With all this humility and condescension on our part, we are yet obliged to confess that we are not very sanguine in our expectations, that Wilhelm Meister will ever become popular with the mere English readers of either hemisphere. There are circumstances in the plot, which, however artfully combined and wrought into a whole, are essentially abhorrent from our manners and prejudices. It is true that nature is separate and above every thing that is merely conventional, and when fairly exhibited to view, will triumphantly assert her supremacy. Nevertheless, it is too much to hope, that the mass of such persons, as are interested in tales of fiction, will previously undertake the hardest of all tasks—that of unlearning all their early associations and predilections, for the purpose of enjoying any literary performance, however bruited. To most readers, all the great productions of Attica, for it is she who has chiefly monopolized the admiration of mankind, are as sealed books. It is impossible for any one, who has not made a study of the French character, to entertain any strong affection for the offspring of the French muses. Goethe, with his rich and varied, and glorious Teutonic dialect, must not expect a more indulgent fate. He is aware of this, for although aspirants of every quality and degree, have attempted to transfuse the spirit of his genius, they have only diluted it, until it became vapid. With every disposition to be grateful and courteous to his admirers, the secret has been reluctantly wrung from him, that he cannot discover his own features in their imitations. He does not complain of this, but good humouredly ascribes it to some idiosyncracy of mind, which must for ever prevent the English from thoroughly imbibing the peculiar thoughts of his country, men. He might have extended his observation ; for we hold it not too much to assert, that all master pieces in literature are untranslatable. It is not to be denied indeed, that productions of great merit, may occasionally result from these abortive attempts at translation ; for the most part, however, in such imitations, the deformities may be traced to the original with much more precision, than the excellencies.

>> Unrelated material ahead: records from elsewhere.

PR #608, opened 2018-05-09
[WIP] Batch Shard -> Index insertions

prateek:
- Batch shard -> index insertions to minimize lock contention

Pending:
- [ ] can we use a single type instead of index.WriteBatchEntry and the other one in `storage/`?
- [ ] fix tests
- [ ] more tests for inc/def ref guarantees 
- [ ] utility method on index.WriteBatchEntry to bulk finalize
- [ ] []index.WriteBatchEntry pooling?


storage/index.go
```diff
@@ -350,14 +347,12 @@ func (i *nsIndex) writeBatchForBlockStartWithRLock(
...
 	// i.e. we have the block and the inserts, perform the writes.
 	result, err := block.WriteBatch(inserts)
+
 	// NB: we don't need to do anything to the OnIndexSeries refs in `inserts` at this point,
 	// the index.Block WriteBatch assumes responsibility for calling the appropriate methods.
 	if numErr := result.NumError; numErr != 0 {
 		i.metrics.AsyncInsertErrors.Inc(numErr)
 	}
-	if err != nil {
-		i.logger.Errorf("unable to write to index, dropping inserts. [%v]", err)
```
robskillington: Maybe we can keep this signal now?

storage/shard.go
```diff
@@ -180,6 +180,20 @@ type dbShardEntry struct {
 	index          uint64
 	curReadWriters int32
 	reverseIndex   struct {
+		// NB(prateek): writeAttemptedBlockstart[1-2]Nanos is used to indicate the index block start(s)
```
prateek: I'm really leaning towards using a RW lock here. It'll be 24 more bytes per shardEntry, but will so greatly reduce the complexity of the code that it's a no brainer. Only finished writing this version up to convince myself it's a terrible idea.

storage/shard_insert_queue.go
```diff
@@ -101,8 +101,15 @@ type dbShardInsertAsyncOptions struct {
...
-	hasPendingIndexing       bool
 	hasPendingRetrievedBlock bool
+	hasPendingIndexing       bool
+
+	// NB(prateek): `entryRefCountIncremented` indicates if the
+	// entry provided along with the dbShardInsertAsyncOptions
+	// already has it's ref count incremented. It's used to
+	// correctly manage the lifecycle of the entry across the
+	// shard -> shard Queue -> shard boundaries.
+	entryRefCountIncremented bool
```
prateek: @robskillington I like how this mechanism works out for transferring ownership of the incRef. Esp how it simplifies insertSeriesBatch. What do you think?

storage/shard.go
prateek: @robskillington please could you give this a once over and see if i'm missing something more obvious.

storage/index.go
prateek: yeah makes sense

prateek: for sure, we should.

storage/index/block.go
```diff
@@ -111,86 +108,74 @@ func (b *block) EndTime() time.Time {
...
+func (b *block) WriteBatch(inserts WriteBatchEntryByBlockStartAndID) (WriteBatchResult, error) {
+	b.RLock()
+	defer b.RUnlock()
 
 	if b.state != blockStateOpen {
 		// NB: releasing all references to inserts
-		for _, insert := range inserts {
-			insert.OnIndexSeries.OnIndexFinalize()
-		}
+		WriteBatchEntriesFinalizer(inserts).Finalize()
```
prateek: when you revert to the earlier version, would be good to retain this utility type - `WriteBatchEntriesFinalizer`

storage/index/block.go
```diff
@@ -111,86 +108,74 @@ func (b *block) EndTime() time.Time {
 	return b.endTime
 }
 
-func (b *block) updateWriteBatchWithLock(inserts []WriteBatchEntry) {
-	for _, insert := range inserts {
```
prateek: the new version of `WriteBatchEntry` has idents, not docs. so when you revert, this will have to do the convert.FromMetric call

storage/index/block.go
```diff
@@ -111,86 +108,74 @@ func (b *block) EndTime() time.Time {
...
 		}, b.writeBatchErrorInvalidState(b.state)
 	}
 
-	b.updateWriteBatchWithLock(inserts)
-	err := b.segment.InsertBatch(b.writeBatch)
-	if err == nil {
-		for _, insert := range inserts {
-			insert.OnIndexSeries.OnIndexSuccess(b.endTime)
-			insert.OnIndexSeries.OnIndexFinalize()
+	var (
```
prateek: can revert to the earlier batch api usage for this method

storage/index/types.go
```diff
@@ -116,14 +117,15 @@ type MutableSegmentAllocator func() (segment.MutableSegment, error)
 // to do lifecycle management of any resources retained during indexing.
 type OnIndexSeries interface {
 	// OnIndexSuccess is executed when an entry is successfully indexed. The
-	// provided value for `indexEntryExpiry` describes the TTL for the indexed
-	// entry.
-	OnIndexSuccess(indexEntryExpiry time.Time)
+	// provided value for `blockStart` is the blockStart for which the write
```
prateek: the new interface changes here need to stick around

storage/index/types.go
```diff
@@ -183,41 +178,111 @@ type BlockTickResult struct {
 	NumDocs     int64
 }
 
+// WriteBatchEntry captures a document to index, and the lifecycle hooks to call thereafter.
+type WriteBatchEntry struct {
```
prateek: should retain the changes to this type

storage/index/types.go
```diff
@@ -183,41 +178,111 @@ type BlockTickResult struct {
...
+	OnIndexSeries OnIndexSeries
+}
+
+// WriteBatchEntriesFinalizer is a utility type to provide syntactic sugar to finalize references in the slice.
+type WriteBatchEntriesFinalizer []WriteBatchEntry
+
+// Finalize finalizes all the references in the provided slice.
+func (w WriteBatchEntriesFinalizer) Finalize() {
+	for _, entry := range w {
+		if entry.OnIndexSeries != nil {
```
prateek: need this check cause we set entries to the empty value if they don't need to be indexed (in `index.go:InsertBatch`)

storage/index/types.go
```diff
@@ -183,41 +178,111 @@ type BlockTickResult struct {
...
+			entry.OnIndexSeries.OnIndexFinalize(xtime.ToUnixNano(entry.Timestamp))
+		}
+	}
+}
+
 // WriteBatchEntryByBlockStart implements sort.Interface for WriteBatchEntry slices
-// based on the BlockStart field.
-type WriteBatchEntryByBlockStart []WriteBatchEntry
+// based on the Timestamp and ID fields.
+type WriteBatchEntryByBlockStartAndID []WriteBatchEntry
```
prateek: can revert this to only sorting by blockstart

storage/index/types.go
```diff
@@ -183,41 +178,111 @@ type BlockTickResult struct {
...
+	return bytes.Compare(w[i].ID.Bytes(), w[j].ID.Bytes()) < 0
+}
 
 // ForEachBlockStartFn is lambda to iterate over WriteBatchEntry(s) a single blockStart at a time.
-type ForEachBlockStartFn func(blockStart xtime.UnixNano, writes []WriteBatchEntry)
+type ForEachBlockStartFn func(timestamp time.Time, writes WriteBatchEntryByBlockStartAndID)
 
-// ForEachBlockStart iterates over the provided WriteBatchEntryByBlockStart, and calls `fn` on each
+// ForEachIDFn is lambda to iterate over WriteBatchEntry(s) a single ID at a time.
+type ForEachIDFn func(writes WriteBatchEntryByBlockStartAndID)
```
prateek: can delete this

storage/index/types.go
```diff
@@ -183,41 +178,111 @@ type BlockTickResult struct {
...
+	}
+	// spill over
+	if startIdx < len(w) {
+		fn(w[startIdx].Timestamp, w[startIdx:])
+	}
+}
+
+// ForEachID iterates over the provided WriteBatchEntryByBlockStartAndID, and calls `fn` on each
+// group of elements with the same ID.
+func (w WriteBatchEntryByBlockStartAndID) ForEachID(fn ForEachIDFn) {
```
prateek: can delete this

storage/index.go
```diff
@@ -224,61 +224,62 @@ func newNamespaceIndexWithOptions(
...
+	for j := range entries {
+		var (
+			timestamp  = entries[j].Timestamp
+			onIndexFn  = entries[j].OnIndexSeries
+			blockStart = i.BlockStartForWriteTime(timestamp)
+		)
+		if !futureLimit.After(timestamp) {
+			onIndexFn.OnIndexFinalize(blockStart)
+			entries[j] = emptyEntry // indicate we don't need to index this.
+			// TODO(prateek): capture that this needs to return m3dberrors.ErrTooFuture
```
prateek: can leave this around and convert to `FOLLOWUP(prateek)`

storage/index.go
```diff
@@ -224,61 +224,62 @@ func newNamespaceIndexWithOptions(
...
+		}
 
-	if !pastLimit.Before(timestamp) {
-		fns.OnIndexFinalize()
-		return m3dberrors.ErrTooPast
-	}
+		if !pastLimit.Before(timestamp) {
+			onIndexFn.OnIndexFinalize(blockStart)
+			entries[j] = emptyEntry // indicate we don't need to index this.
+			// TODO(prateek): capture that this needs to return m3dberrors.ErrTooPast
```
prateek: here too

storage/index_insert_queue.go
```diff
@@ -48,8 +46,9 @@ const (
 )
 
 var (
-	defaultIndexBatchBackoff   = time.Second
-	defaultIndexPerSecondLimit = 10000
+	// TODO(prateek): undo this stuff
+	defaultIndexBatchBackoff   = time.Millisecond
```
prateek: i say leave this around for now. they're sensible enough defaults. I'll come back and wire up to runtime/config in https://github.com/m3db/m3db/pull/604

storage/index_insert_queue.go
```diff
@@ -234,21 +227,20 @@ func (q *nsIndexInsertQueue) Stop() error {
...
 
-var nsIndexInsertZeroed index.WriteBatchEntry
-
 func (b *nsIndexInsertBatch) Reset() {
 	b.wg = &sync.WaitGroup{}
 	// We always expect to be waiting for an index
 	b.wg.Add(1)
 	for i := range b.inserts {
-		b.inserts[i] = nsIndexInsertZeroed
+		// TODO(prateek): if we start pooling `[]index.WriteBatchEntry`, then we could return to the pool here.
```
prateek: can change to a FOLLOWUP

storage/shard.go
```diff
@@ -826,22 +779,23 @@ func (s *dbShard) writeAndIndex(
...
-		if err == nil && needsIndex {
-			entry.onIndexPrepare()
-			err = s.reverseIndex.Write(entry.series.ID(), entry.series.Tags(), timestamp, entry)
-		}
-		entry.decrementReaderWriterCount()
+		commitLogSeriesID = entry.Series.ID()
+		commitLogSeriesTags = entry.Series.Tags()
+		commitLogSeriesUniqueIndex = entry.Index
+		if err == nil && shouldReverseIndex {
+			if entry.NeedsIndexUpdate(s.reverseIndex.BlockStartForWriteTime(timestamp)) {
```
prateek: maybe add a comment that `NeedsIndexUpdate` has CAS semantics here so we don't change in an incompatible way later.

storage/shard.go
```diff
@@ -1024,7 +978,49 @@ type insertAsyncResult struct {
...
+	// if operating in async mode, we're done
+	if async {
+		return nil
+	}
+
+	// if indexing in sync mode, wait till we're done and ensure we have have indexed the entry
+	wg.Wait()
+	if entry.IndexedForBlockStart(indexBlockStart) {
+		// i.e. indexing failed
+		return fmt.Errorf("internal error: unable to index series")
```
prateek: move to a const at the top of the file

storage/shard.go
```diff
@@ -1156,14 +1172,17 @@ func (s *dbShard) insertSeriesBatch(inserts []dbShardInsert) error {
 		if err != errShardEntryNotFound {
 			// Shard is not taking inserts
 			s.Unlock()
+			// FOLLOWUP(prateek): is this an existing bug? why don't we need to release any ref's we've inc'd
```
prateek: can leave around, i'll circle back for this.

storage/shard_insert_queue.go
prateek: should retain this

storage/shard_insert_queue_test.go
```diff
@@ -1,3 +1,4 @@
+// +build disable_for_now
```
prateek: undo this

storage/types.go
```diff
@@ -429,12 +428,15 @@ type databaseShard interface {
 
 // namespaceIndex indexes namespace writes.
 type namespaceIndex interface {
-	// Write indexes timeseries ID by provided Tags.
-	Write(
-		id ident.ID,
-		tags ident.Tags,
-		timestamp time.Time,
-		fns index.OnIndexSeries,
+	// BlockStartForWriteTime returns the index block start
```
prateek: these changes need to stay around

storage/index.go
```diff
@@ -350,14 +352,12 @@ func (i *nsIndex) writeBatchForBlockStartWithRLock(
 
 	// i.e. we have the block and the inserts, perform the writes.
 	result, err := block.WriteBatch(inserts)
+
```
prateek: would be good to add the numDuplicates  to the result type returned from the blockWriteBatch call, and a metric for it.

storage/index/types.go
prateek: might want to add on a ReceivedTime to capture e2e index latency with this struct too

storage/block/block.go
```diff
@@ -294,8 +290,6 @@ func (b *dbBlock) ResetRetrievable(
 }
 
 func (b *dbBlock) stream(ctx context.Context) (xio.BlockReader, error) {
-	b.ctx.DependsOn(ctx)
```
richardartoul: Did we have a double DependsOn? I see one in Stream() too...that might be my bad

storage/block/block.go
```diff
@@ -365,8 +366,6 @@ func (b *dbBlock) resetSegmentWithLock(seg ts.Segment) {
 	b.retriever = nil
 	b.retrieveID = nil
 	b.wasRetrievedFromDisk = false
-
-	b.ctx.RegisterFinalizer(&seg)
```
richardartoul: I see that you moved this to a synchronous call in resetRetrievableWithLock, but is that enough? Seems like it would never happen for the ResetRetrievable path

storage/block/block.go
```diff
@@ -391,16 +390,7 @@ func (b *dbBlock) Close() {
...
-
-	// NB(xichen): we use the worker pool to close the context instead doing
-	// an asynchronous context close to explicitly control the context closing
-	// concurrency. This is particularly important during a node removal because
-	// all the shards are removed at once, causing a goroutine explosion without
-	// limiting the concurrency. We also cannot do a blocking close here because
-	// the block may be closed before the underlying context is closed, which
-	// causes a deadlock if the block and the underlying context are closed
-	// from within the same goroutine.
-	b.opts.CloseContextWorkers().Go(b.ctx.BlockingClose)
```
richardartoul: Aren't we just leaking the ctx by removing this?

storage/index.go
```diff
@@ -207,156 +205,144 @@ func newNamespaceIndexWithOptions(
...
-		// insertion code path. We could eliminate the wait group if we did that.
-		// (2) we could provide an OnIndexError callback within OnIndexSeries,
-		// again ensuring it was called upon failure, and cache the error within
-		// the dbShardEntry. Then we're guaranteed that the error would be set
-		// once wg.Wait returns, and the shard insert code-paths would be able
-		// to retrieve the error from the dbShardEntry. Not pretty, but probably
-		// a lot cheaper than (1).
 		wg.Wait()
+
+		// Resort the batch by initial enqueue order
```
richardartoul: Re-sort

storage/index.go
```diff
@@ -207,156 +205,144 @@ func newNamespaceIndexWithOptions(
...
+				return
+			}
+
+			if !entry.Timestamp.After(pastLimit) {
+				batch.MarkUnmarkedEntryError(m3dberrors.ErrTooPast, idx)
+				return
+			}
+		})
+
+		// we sort the inserts by which block they're applicable for, and do the inserts
```
richardartoul: Comment would read better if it just started with "Sort the inserts..."

storage/series/lookup/entry.go
```diff
@@ -0,0 +1,248 @@
...
+// IndexedForBlockStart returns a bool to indicate if the Entry has been successfully
+// indexed for the given index blockstart.
+func (entry *Entry) IndexedForBlockStart(indexBlockStart xtime.UnixNano) bool {
+	entry.reverseIndex.RLock()
+	isIndexed := entry.reverseIndex.indexedWithRLock(indexBlockStart)
+	entry.reverseIndex.RUnlock()
+	return isIndexed
+}
+
+// NeedsIndexUpdate returns a bool to indicate if the Entry requires to be indexed
```
richardartoul: super nit, but "requires to be" sounds super weird to me. Presumably this comment was already here though

storage/series/lookup/entry.go
```diff
@@ -0,0 +1,248 @@
...
+// for the provided blockStart. It only allows a single index attempt at a time
+// for a single entry.
+// NB(prateek): NeedsIndexUpdate is a CAS, i.e. when this method returns true, it
+// also sets state on the entry to indicate that a write for the given blockStart
+// is going to be sent to the index, and other go routines should not attempt the
+// same write. Callers are expected to ensure they follow this guideline.
+// Further, every call to NeedsIndexUpdate which returns true needs to have a corresponding
+// OnIndexFinalze() call. This is reqiured for correct lifecycle maintenance.
```
richardartoul: required*

storage/shard.go
```diff
@@ -990,31 +957,64 @@ func (s *dbShard) tryRetrieveWritableSeries(id ident.ID) (
...
-	return &dbShardEntry{series: series, index: uniqueIndex}, nil
-}
-
-func (s *dbShard) cloneTags(tags ident.TagIterator) (ident.Tags, error) {
+	// NB(r): As documented in storage/series.DatabaseSeries the series IDs
+	// are garbage collected, hence we cast the ID to a BytesID that can't be
+	// finalized.
+	// Since series are purged so infrequently the overhead of not releasing
+	// back an ID to a pool is amortized over a long period of time.
+	clonedID := ident.BytesID(append([]byte(nil), id.Bytes()...))
```
richardartoul: any reason to not call NoFinalize() here?

runtime/runtime_options_manager.go
```diff
@@ -74,3 +76,39 @@ func (w *optionsManager) RegisterListener(
 func (w *optionsManager) Close() {
 	w.watchable.Close()
 }
+
+// NewNoOpOptionsManager returns a no-op options manager that cannot
+// be updated and does not spawn backround goroutines (useful for globals
+// in test files).
+func NewNoOpOptionsManager(opts Options) OptionsManager {
```
prateek: lol this came from annoyance eh?

storage/shard_insert_queue_test.go
prateek: @robskillington still relevant?

storage/shard.go
prateek: ident.BytesID is a []byte, can't finalize it - https://github.com/m3db/m3x/blob/master/ident/bytes_id.go#L27-L55

Might be worth a comment indicating that here.

prateek: Or better yet, just make the NoFinalize call. It'll get compiled away anyway

storage/shard.go
```diff
@@ -990,31 +952,64 @@ func (s *dbShard) tryRetrieveWritableSeries(id ident.ID) (
...
+	clonedTags := s.identifierPool.Tags()
+
+	// Avoid finalizing the tags since series will let them be garbage collected
+	clonedTags.NoFinalize()
+
 	for tags.Next() {
 		t := tags.Current()
-		clone.Append(s.identifierPool.CloneTag(t))
+
+		// NB(r): Optimization for workloads that embed the tags in the ID is to
```
prateek: I still can't decide if this is brilliant or terrible.

storage/block/block.go
prateek: I think the removed the context all together.

storage/index/for_each_test.go
```diff
@@ -22,43 +22,54 @@ package index
...
 
+	"github.com/golang/mock/gomock"
 	"github.com/stretchr/testify/require"
 )
 
-func TestForEachBlockStarts(t *testing.T) {
-	now := time.Now().Truncate(time.Hour)
-	tn := func(n int64) xtime.UnixNano {
-		return xtime.ToUnixNano(now.Add(time.Duration(n) * time.Hour))
+func TestWriteBatchForEachUnmarkedBatchByBlockStart(t *testing.T) {
```
prateek: +1 for these tests

storage/index/types.go
```diff
@@ -183,42 +179,306 @@ type BlockTickResult struct {
...
+// with reference to a restricted set of the write batch for each unique block
+// start for entries that have not been marked completed yet.
+func (b *WriteBatch) ForEachUnmarkedBatchByBlockStart(
+	fn ForEachWriteBatchByBlockStartFn,
+) {
+	// Ensure sorted correctly first
+	b.SortByUnmarkedAndIndexBlockStart()
+
+	// What we do is a little funky but least alloc intensive, essentially we mutate
+	// this batch and then restore the pointers to the original docs after.
```
prateek: nit: could you add a comment to ForEachWriteBatchByBlockStartFn  indicating that this will break if `fn` does async operations on the batch

storage/index/types.go
```diff
@@ -183,42 +179,306 @@ type BlockTickResult struct {
...
+		startIdx       = 0
+		lastBlockStart xtime.UnixNano
 	)
-	for i := 0; i < len(w); i++ {
-		elem := w[i]
-		if elem.BlockStart != lastNanos {
-			lastNanos = elem.BlockStart
-			// We only want to call the the ForEachBlockStartFn once we have calculated the entire group,
+	for i := range allEntries {
+		if allEntries[i].OnIndexSeries == nil {
```
prateek: making sure i understand this - you can early terminate here because the sort above guarantees if the first entry is done, then all are done, yea?

storage/index/types.go
```diff
@@ -183,42 +179,306 @@ type BlockTickResult struct {
...
+			b.docs = allDocs[startIdx:i]
+			fn(prevLastBlockStart, b)
 			startIdx = i
 		}
 	}
+
 	// spill over
-	if startIdx < len(w) {
-		fn(w[startIdx].BlockStart, w[startIdx:])
+	if startIdx < len(allEntries) {
```
prateek: hm can you do this spill over un-conditionally? can't there be marked success entries in the back?

storage/index/types.go
```diff
@@ -183,42 +179,306 @@ type BlockTickResult struct {
...
+		b.docs[i] = docZeroed
+	}
+	b.docs = b.docs[:0]
+}
+
+// SortByUnmarkedAndIndexBlockStart sorts the batch by unmarked first and then
+// by index block start time.
+func (b *WriteBatch) SortByUnmarkedAndIndexBlockStart() {
+	b.sortBy = writeBatchSortByUnmarkedAndBlockStart
+	sort.Stable(b)
```
prateek: +1

storage/index/types.go
```diff
@@ -183,42 +179,306 @@ type BlockTickResult struct {
...
+			b.entries[idx].OnIndexSeries = nil
+			b.entries[idx].result = WriteBatchEntryResult{Err: nil}
+		}
+	}
+}
+
+// MarkUnmarkedEntriesError marks all unmarked entries as error.
+func (b *WriteBatch) MarkUnmarkedEntriesError(err error) {
+	for idx := range b.entries {
+		if b.entries[idx].OnIndexSeries != nil {
```
prateek: hm, can you reuse the method below, i.e.

``` 
func (b *WriteBatch) MarkUnmarkedEntriesError(err error) {
  for idx := range b.entries {
    b.MarkUnmarkedEntryError(err, idx)
  }
}
```

storage/series/buffer.go
```diff
@@ -680,9 +667,7 @@ func (b *dbBufferBucket) resetEncoders() {
 	for i := range b.encoders {
 		// Register when this bucket resets we close the encoder
 		encoder := b.encoders[i].encoder
-		if b.ctx != nil {
-			b.ctx.RegisterCloser(encoder)
-		}
+		encoder.Close()
```
prateek: do you need to take ctx as an arg in these methods?

storage/block/block.go
```diff
@@ -217,7 +214,6 @@ func (b *dbBlock) Stream(blocker context.Context) (xio.BlockReader, error) {
 		return xio.EmptyBlockReader, errReadFromClosedBlock
 	}
 
-	b.ctx.DependsOn(blocker)
```
prateek: this method too, can you just drop the context arg?

storage/index.go
```diff
@@ -207,156 +205,144 @@ func newNamespaceIndexWithOptions(
...
+			batch.SortByEnqueued()
+			return fmt.Errorf("check batch: %d insert errors", numErrs)
+		}
 	}
 
 	return nil
 }
 
-// NB: this function is called by the namespaceIndexInsertQueue.
+// WriteBatches is called by the indexInsertQueue.
```
prateek: could you drop the FOLLOWUP note below this line, considering you just did it :D

storage/index.go
```diff
@@ -207,156 +205,144 @@ func newNamespaceIndexWithOptions(
...
+	result, err := block.WriteBatch(batch)
+
 	// NB: we don't need to do anything to the OnIndexSeries refs in `inserts` at this point,
 	// the index.Block WriteBatch assumes responsibility for calling the appropriate methods.
 	if numErr := result.NumError; numErr != 0 {
 		i.metrics.AsyncInsertErrors.Inc(numErr)
 	}
 	if err != nil {
-		i.logger.Errorf("unable to write to index, dropping inserts. [%v]", err)
+		i.logger.Errorf("error writing to index block: %v", err)
```
prateek: super nit: could you filter out any `ErrDuplicateID` from here?

storage/series/lookup/entry_blackbox_test.go
```diff
@@ -0,0 +1,112 @@
...
+// THE SOFTWARE.
+
+package lookup_test
+
+import (
+	"sync"
+	"testing"
+	"time"
+
+	"github.com/fortytw2/leaktest"
```
prateek: nit: import order

storage/series/lookup/entry_whitebox_test.go
```diff
@@ -0,0 +1,55 @@
...
+// THE SOFTWARE.
+
+package lookup
+
+import (
+	"testing"
+	"time"
+
+	xtime "github.com/m3db/m3x/time"
+	"github.com/stretchr/testify/require"
```
prateek: nit: import order

storage/block/block.go
robskillington: I saw that, yeah wasn't 100% sure but it may have been a double.  Either way we can get rid of that complexity with this change thankfully.

storage/block/block.go
robskillington: Moved the RegisterFinalizer?  We don't use the context anymore for finalization (block no longer has a context even) on the segment so this didn't get moved anywhere per se.  Or do you mean something else?

storage/block/block.go
robskillington: Yup context is gone, we now just copy the bytes each time rather than depending on the caller's context and taking ref.

storage/index.go
robskillington: Ta, will update.

storage/index.go
robskillington: Sure thing.

storage/series/lookup/entry.go
robskillington: It was, but I can update.

storage/series/lookup/entry.go
robskillington: Good catch, ta.

storage/shard.go

runtime/runtime_options_manager.go
robskillington: Yeah `leaktest.(...)` started going off 100% each test run due to a lingering goroutine from `func init` in the `storage` package that registered a listener that never closes.  To avoid that weirdness put this together.

storage/shard.go
robskillington: Heheh, talked with Richie about it and agreed we should flag this with config but default it to on.

storage/index/types.go
robskillington: Sure thing, sounds good.

storage/series/buffer.go
robskillington: When we call `encoder.Stream()` we take a copy of the bytes and pass back a new Segment wrapping them, so don't need to involve ctx at all no, once we have the write lock on the series (which we have here) its safe to close.

storage/shard.go
robskillington: I'll add this.

storage/index/types.go
robskillington: Good call, will do.

storage/index/types.go
robskillington: Right yeah.

storage/index/types.go
robskillington: So you only exit the loop if you haven't hit a "done" element yet, which means all the remaining entries haven't been marked for error or success yet (thanks to the sort order).  I can add a comment to this effect perhaps?

storage/block/block.go
robskillington: We need it for if it goes to the retriever (which takes a ctx to register some finalizations).

storage/index.go
robskillington: Sure thing.

storage/index.go
robskillington: I see you are doing this =]

storage/series/lookup/entry_blackbox_test.go
robskillington: Sure thing.

storage/series/lookup/entry_whitebox_test.go
robskillington: Sure thing.

runtime/runtime_options_manager.go
prateek: much appreciated. i've always chased the different leaks, this is cleaner

storage/index/types.go
prateek: yep sounds good

prateek:
LGTM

What will our readers say of an attempt to excite interest and convey instruction in the example of a hero, who neglects the business and the duties of life, to attach himself to a company of strolling players, and who, with such frail coadjutors, attempts to revolutionize and reform the drama? Whether it be from an overwhelming conviction, that the realities of life are sufficient, and more than sufficient, to weigh down the energies of the stoutest and the wisest of us all, or from an avidity of power, which clings to aristocratical distinctions, as proofs of superiority, the more valuable, because they confer a cheap eminence upon those who have no chance of elevation in any other way, we cannot exactly decide. Certain it is, howerer, that whilst the stage has furnished a favourite amusement to the inhabitants of all civilized nations, the profession of an actor, even in the most exalted perfection of his powers, has never been regarded in any other light than as a pis aller. From Roscius to Garrick, the craft has been tolerated, but never recognised as one of the legitimate departments of human exertion. Johnson always considered the latter as a “shadow," and laughed at his style of living, as too “splendid for a player." Of the former, Cicero says in one and the same breath, that he was the only actor fit to be seen on the stage, and yet so respectable a man as to be alone worthy of not appearing there.*

Even the levelling influence of our democratical institutions, has not availed so far as to confer on those, who minister to the

*« Est enim, cum artifex ejusmodi sit, ut solus dignus videatur esse, qui in scena spectetur, tum vir ejusmodi est, ut solus dignus videatur, qui eò non accedat." Pro P. Quintio, xxv.